Reproduce each entry exactly as written.

===== THE DATA =====

PR #307, opened 2019-12-09
Fix APM threading issue

jamieparkinson:
### Context

APM auto-instruments a variety of libraries and frameworks: unfortunately, Akka HTTP is not one of them, so I used the [public API](https://www.elastic.co/guide/en/apm/agent/java/current/public-api.html) that APM provides in order to instrument the catalogue API. Unfortunately, APM has not been designed with Scala in mind and some standard Scala patterns present some issues when used with the public API.

APM has been logging out 2 main types of warning:
```
Tried to start a transaction with a non-zero reference count
```
and
```
Deactivating a span which is not the currently active span
```
The first of these is indicative of transactions not being properly deactivated, and thus being reintroduced to APM's internal transaction pool whilst retaining references, and the second in some senses foreshadows the former in that the span being deactivated may not be the correct one to deactivate.

As well as these warnings, I noticed that only about 20% of transactions included the `elasticTook` label - all of this points towards an issue with obtaining the current (activated) transaction and ending/deactivating/augmenting it.

### The root problem
 
APM stores activated transactions and spans in a [`ThreadLocal` pool](https://github.com/elastic/apm-agent-java/blob/c0d561735997b528e7f0bd964e27c66562f86a05/apm-agent-core/src/main/java/co/elastic/apm/agent/impl/ElasticApmTracer.java#L103), which is why it [requires](https://www.elastic.co/guide/en/apm/agent/java/current/public-api.html#api-transaction-activate) that `Scope`s are closed on the same thread on which they are started.

Scala's `Future`s are run in a [`ForkJoinPool`](https://docs.oracle.com/javase/8/docs/api/java/util/concurrent/ForkJoinPool.html) to which new `Future`s are enqueued: they can either execute on the thread from which they were created, a new thread that is forked by the pool, or be 'stolen' by an existing thread that has become available.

=====

## THE ANSWER
PR #307, opened 2019-12-09
Fix APM threading issue

jamieparkinson:
### Context

APM auto-instruments a variety of libraries and frameworks: unfortunately, Akka HTTP is not one of them, so I used the [public API](https://www.elastic.co/guide/en/apm/agent/java/current/public-api.html) that APM provides in order to instrument the catalogue API. Unfortunately, APM has not been designed with Scala in mind and some standard Scala patterns present some issues when used with the public API.

APM has been logging out 2 main types of warning:
```
Tried to start a transaction with a non-zero reference count
```
and
```
Deactivating a span which is not the currently active span
```
The first of these is indicative of transactions not being properly deactivated, and thus being reintroduced to APM's internal transaction pool whilst retaining references, and the second in some senses foreshadows the former in that the span being deactivated may not be the correct one to deactivate.

As well as these warnings, I noticed that only about 20% of transactions included the `elasticTook` label - all of this points towards an issue with obtaining the current (activated) transaction and ending/deactivating/augmenting it.

### The root problem
 
APM stores activated transactions and spans in a [`ThreadLocal` pool](https://github.com/elastic/apm-agent-java/blob/c0d561735997b528e7f0bd964e27c66562f86a05/apm-agent-core/src/main/java/co/elastic/apm/agent/impl/ElasticApmTracer.java#L103), which is why it [requires](https://www.elastic.co/guide/en/apm/agent/java/current/public-api.html#api-transaction-activate) that `Scope`s are closed on the same thread on which they are started.

Scala's `Future`s are run in a [`ForkJoinPool`](https://docs.oracle.com/javase/8/docs/api/java/util/concurrent/ForkJoinPool.html) to which new `Future`s are enqueued: they can either execute on the thread from which they were created, a new thread that is forked by the pool, or be 'stolen' by an existing thread that has become available.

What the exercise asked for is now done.